Leeds Times - Saturday 30 March 1878
THE RECENT RAILWAY ACCIDENT NEAR BARNSLEY
- On Wednesday, an adjourned inquest was held at Platts Common, touching the deaths of George Jackson, thirty-two, engine tenter; Daniel Barton, thirty-nine, screenman; and Oliver Dabbs, fourteen, a horse driver, who had died from injuries received in an accident on the Hoyland Silkstone Colliery Mineral Railway on the night of the 20th inst,--The inquest was attended by Mr. F. M. Wardell, inspector of mines -- Richard Shenton, a stoker residing at Swinton, in the employ of the Manchester, Sheffield and Lincolnshire Railway Company, deposed to being with the deceased, George Jackson, in charge of the engine, at the colliery railway, where they had been engaged for about six weeks in working the waggons on the branch line. Witness saw eight loaded trucks coupled to the engine, and noticed the deceased man Barton on one of the waggons, and two youths on the others. The trucks were started in the usual way, and a man named Smith got off the engine to sprag the wheels of the trucks. Smith, however, failed to sprag them, and witness, at the request of Taylor, the driver, reversed the steam. But the engine having then got over the summit, the waggons pushed it forward. Witness jumped off to sprag the wheels, but could not do so. Smith had a sprag in his hand, but said he could not put it in, as the trucks were going too fast.

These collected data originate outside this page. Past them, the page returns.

PR #3587, opened 2023-09-07
add task solution

OlgaFloria:
https://OlgaFloria.github.io/layout_stars/
https://OlgaFloria.github.io/layout_stars/report/html_report

### DIFF
--- a/src/index.html
+++ b/src/index.html
@@ -8,6 +8,50 @@
     <link rel="stylesheet" href="./style.css">
   </head>
   <body>
-    <h1>Stars</h1>
+    <main>
+      <div class="stars stars--0">
+        <div class="stars__star"></div>
+        <div class="stars__star"></div>
+        <div class="stars__star"></div>
+        <div class="stars__star"></div>
+        <div class="stars__star"></div>
+      </div>
+      <div class="stars stars--1">
+        <div class="stars__active"></div>
+        <div class="stars__star"></div>
+        <div class="stars__star"></div>
+        <div class="stars__star"></div>
+        <div class="stars__star"></div>
+      </div>
+      <div class="stars stars--2">
+        <div class="stars__active"></div>
+        <div class="stars__active"></div>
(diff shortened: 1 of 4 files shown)


src/index.html
```diff
@@ -8,6 +8,50 @@
...
+    <main>
+      <div class="stars stars--0">
+        <div class="stars__star"></div>
+        <div class="stars__star"></div>
+        <div class="stars__star"></div>
+        <div class="stars__star"></div>
+        <div class="stars__star"></div>
+      </div>
+      <div class="stars stars--1">
+        <div class="stars__active"></div>
```
etojeDenys, line 20: image
We should have the ability to change the number of active stars just by changing the modifier

etojeDenys (changes requested):

src/index.html
volodymyr-soltys97: Still not fixed from the previous review, you need to remove extra class

src/index.html
```diff
@@ -8,6 +8,50 @@
...
+        <div class="stars__star"></div>
+        <div class="stars__star"></div>
+        <div class="stars__star"></div>
+      </div>
+      <div class="stars stars--2">
+        <div class="stars__active"></div>
+        <div class="stars__active"></div>
+        <div class="stars__star"></div>
+        <div class="stars__star"></div>
+        <div class="stars__star"></div>
```
volodymyr-soltys97, line 31: Need to fix everywhere
```suggestion
        <div class="stars__star"></div>
        <div class="stars__star"></div>
        <div class="stars__star"></div>
        <div class="stars__star"></div>
        <div class="stars__star"></div>
```

volodymyr-soltys97 (changes requested):

etojeDenys (changes requested):
.

volodymyr-soltys97 (approved):
Well done 🔥

PR #3588, opened 2023-09-07
Create stars section

buffi4ka:
- [DEMO LINK](https://buffi4ka.github.io/layout_stars/)
- [TEST REPORT LINK](https://buffi4ka.github.io/layout_stars/report/html_report/)

### DIFF
--- a/src/style.css
+++ b/src/style.css
@@ -1,0 +1,35 @@
+* {
+  box-sizing: border-box;
+}
+
+body,
+ul,
+li {
+  margin: 0;
+  padding: 0;
+}
+
+.stars {
+  display: flex;
+  list-style: none;
+}
+
+.stars > :not(:first-child) {
+  margin-left: 4px;
+}
+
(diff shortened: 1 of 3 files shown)


src/style.css
```diff
@@ -0,0 +1,35 @@
+* {
+  box-sizing: border-box;
+}
+
+body,
+ul,
+li {
+  margin: 0;
+  padding: 0;
+}
```
superpooperxxx, line 10: `li` is redundant here

src/style.css
```diff
@@ -0,0 +1,35 @@
...
+
+.stars {
+  display: flex;
+  list-style: none;
+}
```
superpooperxxx, line 15: I would suggest moving `list-style: none` to the top and reseting it for all `<ul>`

superpooperxxx (approved):
Awesome job🔥🔥🔥

PR #4122, opened 2024-02-02
first version

konradwasilewski444:
- [DEMO LINK](https://konradwasilewski444.github.io/layout_stars/)
- [TEST REPORT LINK](https://konradwasilewski444.github.io/layout_stars/report/html_report/)

 [x]- Yellow stars are added with container modifier + pseudo-selector (NO extra classes)
 [x]- Each BEM block has its own separate file
 [x]- All Typical Mistakes from BEM lesson theory are checked.
 [x]- Code follows all the [Code Style Rules ❗️


src/style.css
```diff
@@ -1 +1,44 @@
...
+
+.stars {
+  display: flex;
+  flex-direction: row;
+  align-items:center;
+}
+
+.stars:first-child {
+  margin-top: 0;
+}
```
nataliaklonowska, line 16: you don't need it :) margin is already 0
```suggestion
```

src/style.css
```diff
@@ -1 +1,44 @@
...
+.stars--3 .stars__star:nth-child(1),
+.stars--3 .stars__star:nth-child(2),
+.stars--3 .stars__star:nth-child(3),
+.stars--4 .stars__star:nth-child(1),
+.stars--4 .stars__star:nth-child(2),
+.stars--4 .stars__star:nth-child(3),
+.stars--4 .stars__star:nth-child(4),
+.stars--5 .stars__star:nth-child(n){
+  background-image: url(images/star-active.svg);
+}
```
nataliaklonowska, line 43: don't repeat all possible child elements instead use formula (an + b)
you can read more about it [here](https://css-tricks.com/how-nth-child-works/)

nataliaklonowska (changes requested):
Great work! 🚀 
just improve the use of :nth-child selector

asakevych (approved):
Great job!! :rocket: :fire: :clap:

PR #4151, opened 2024-02-11
Develop

VSkits:
- [DEMO LINK](https://VSkits.github.io/layout_stars/)
- [TEST REPORT LINK](https://VSkits.github.io/layout_stars/report/html_report/)


etojeDenys (changes requested):
.

volodymyr-soltys97 (approved):
Good job 👍 
Consider will be better if you remove the margin right for the last child
image

PR #4160, opened 2024-02-14
Develop

KrisPetrienko:
- [DEMO LINK](https://KrisPetrienko.github.io/layout_stars/)
- [TEST REPORT LINK](https://KrisPetrienko.github.io/layout_stars/report/html_report/)

+ Yellow stars are added with container modifier + pseudo-selector (NO extra classes)
+ Each BEM block has its own separate file
+ All from lesson theory are checked. Typical MistakesBEM
+ Code follows all the [Code Style Rules ❗️](https://github.com/KrisPetrienko/layout_stars/blob/master/checklist.md)

### DIFF
--- a/readme.md
+++ b/readme.md
@@ -21,8 +21,8 @@ Follow
 
 ❗️ Replace `<your_account>` with your Github username and copy the links to `Pull Request` description:
 
-- [DEMO LINK](https://<your_account>.github.io/layout_stars/)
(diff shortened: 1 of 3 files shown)


maxim2310 (changes requested):
Great job overall! Just one tiny thing needs to be fixed before approval)
last star in every row must be without margin-right

vadiimvooo (approved):
LGTM

PR #4178, opened 2024-02-19
add task solution

D-Kondratiev:
- [DEMO LINK](https://D-Kondratiev.github.io/layout_stars/)
- [TEST REPORT LINK](https://D-Kondratiev.github.io/layout_stars/report/html_report/)

### DIFF
--- a/src/index.html
+++ b/src/index.html
@@ -1,13 +1,65 @@
 <!doctype html>
 <html lang="en">
+
   <head>
     <meta charset="UTF-8">
     <meta name="viewport"
-          content="width=device-width, user-scalable=no, initial-scale=1.0, maximum-scale=1.0, minimum-scale=1.0">
+      content="width=device-width, user-scalable=no, initial-scale=1.0, maximum-scale=1.0, minimum-scale=1.0">
     <title>Stars</title>
     <link rel="stylesheet" href="./style.css">
   </head>
+
   <body>
-    <h1>Stars</h1>
+
+    <div class="stars stars--0">
+      <a href="#" class="stars__star"></a>
+      <a href="#" class="stars__star"></a>
+      <a href="#" class="stars__star"></a>
+      <a href="#" class="stars__star"></a>
+      <a href="#" class="stars__star"></a>
+    </div>
+
+    <div class="stars stars--1">
+      <a href="#" class="stars__star"></a>
+      <a href="#" class="stars__star"></a>
+      <a href="#" class="stars__star"></a>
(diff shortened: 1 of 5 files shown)


src/index.html
```diff
@@ -1,13 +1,65 @@
...
+      content="width=device-width, user-scalable=no, initial-scale=1.0, maximum-scale=1.0, minimum-scale=1.0">
     <title>Stars</title>
     <link rel="stylesheet" href="./style.css">
   </head>
+
   <body>
-    <h1>Stars</h1>
+
+    <div class="stars stars--0">
+      <a href="#" class="stars__star"></a>
```
polosanya, line 15: Actually, it shouldn't be a link, as this block should just show the amount of stars. They are not clickable

src/index.html
```diff
@@ -1,13 +1,65 @@
...
+      <a href="#" class="stars__star"></a>
+      <a href="#" class="stars__star"></a>
+      <a href="#" class="stars__star"></a>
+      <a href="#" class="stars__star"></a>
+    </div>
+
   </body>
+
 </html>
```
polosanya, line 64:
```suggestion
    </div>
  </body>
</html>
```

src/style.css
```diff
@@ -1 +1,64 @@
...
+
+.stars {
+  display: flex;
+}
+
+.stars__star {
+  background-image: url(images/star.svg);
+  width: 16px;
+  height: 16px;
+  margin-right: 4px;
```
polosanya, line 15: Make sure that the last star in the row doesn't have it

src/style.css
```diff
@@ -1 +1,64 @@
...
+
+}
+
+.stars--1 :nth-child(-n + 1) {
+  background-image: url(images/star-active.svg);
+  width: 16px;
+  height: 16px;
+  margin-right: 4px;
+  background-repeat: no-repeat;
+  background-position: center;
```
polosanya, line 27: You don't need to duplicate all styles. Just change the property that should be changed.
Also, you can combine the selectors with coma

polosanya (changes requested):
Nice! Let's improve your code a bit)

undeletable (approved):
The solution looks fine, so I'm approving it.

The only thing I suggest you to pay attention to:
According to the checklist, each BEM block should have its own separate CSS file. Here, styles for both `body` tag and `stars` block are placed in the single file.

In this case it's not really critical, as there aren't many styles. But for application of larger scale, separation is important. So be sure to follow all the items in checklist.

PR #4185, opened 2024-02-21
fixed bugs

Levik-24:
- [DEMO LINK](https://Levik-24.github.io/layout_stars/)
- [TEST REPORT LINK](https://Levik-24.github.io/layout_stars/report/html_report/)

### DIFF
--- a/src/style.css
+++ b/src/style.css
@@ -1,1 +1,71 @@
-/* add styles here */
+body {
+  margin: 0;
+}
+
+.stars {
+  display: flex;
+}
+
+.stars__star {
+  width: 16px;
+  height: 16px;
+  background-repeat: no-repeat;
+  margin-right: 4px;
+  background-position: center;
+}
+
+.stars--0 .stars__star {
+  background-image: url(/src/images/star.svg);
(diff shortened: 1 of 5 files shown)


src/style.css
```diff
@@ -1 +1,71 @@
...
+
+.stars--2 .stars__star:nth-child(1),
+.stars--2 .stars__star:nth-child(2) {
+  background-image: url(/src/images/star-active.svg);
+}
+
+.stars--2 .stars__star:nth-child(3),
+.stars--2 .stars__star:nth-child(4),
+.stars--2 .stars__star:nth-child(5) {
+  background-image: url(/src/images/star.svg);
```
etojeDenys, line 46: it's too complicated, you can just use something like

`.stars--2 .stars__star:nth-child(-n + 2),`

etojeDenys (changes requested):

src/style.css
Levik-24: fixed

GUSILLUS (approved):
Good job! You can move to next task)

PR #4187, opened 2024-02-22
add stars_layout

metrakonon:
- [DEMO LINK](https://metrakonon.github.io/layout_stars/)
- [TEST REPORT LINK](https://metrakonon.github.io/layout_stars/report/html_report/)

- [X] Code follows all the [Code Style Rules ❗️]

### DIFF
--- a/src/style.css
+++ b/src/style.css
@@ -1,1 +1,37 @@
-/* add styles here */
+.page__body {
+  margin: 0;
+}
+
+.stars {
+  display: flex;
+}
+
+.stars__star {
+  height: 16px;
+  width: 16px;
+  margin-right: 4px;
+
+  background-image: url(/src/images/star.svg);
+  background-position: center;
+  background-repeat: no-repeat;
+}
+
+.stars.stars--1 :nth-child(-n + 1) {
+  background-image: url(/src/images/star-active.svg);
+}
+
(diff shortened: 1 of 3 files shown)


src/style.css
```diff
@@ -1 +1,37 @@
...
+}
+
+.stars {
+  display: flex;
+}
+
+.stars__star {
+  height: 16px;
+  width: 16px;
+  margin-right: 4px;
```
polosanya, line 12: Make sure that the last star in the row doesn't have it

src/style.css
```diff
@@ -1 +1,37 @@
...
+  background-image: url(/src/images/star.svg);
+  background-position: center;
+  background-repeat: no-repeat;
+}
+
+.stars.stars--1 :nth-child(-n + 1) {
+  background-image: url(/src/images/star-active.svg);
+}
+
+.stars.stars--2 :nth-child(-n + 2) {
```
polosanya, line 23: Let's combine the selectors with same styles to avoid duplicating yourself

polosanya (changes requested):
Nice! Let's improve your code a bit)

src/style.css
metrakonon: all fixed )

DanilWeda (approved):
Great! 
Approved.
Thanks!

The train then gained speed, and as he ran after it saw Barton lying on his face by the side of the line, and when he reached the scene of the accident he found Taylor, the driver, lying on the line in an insensible state. Two of the trucks were broken to pieces, and Dabbs was taken up dead. --After further evidence had been tendered, the Coroner said it was his opinion that the incline was too steep, and that a less number of trucks than has hitherto been taken down it ought to be taken down in future. He also suggested a more convenient sprag should be used, --Mr Rhodes, solicitor, said the remarks of the coroner should be laid before the directors, and he had no doubt they would attend to them.--The jury returned a verdict of “Accidental Death.”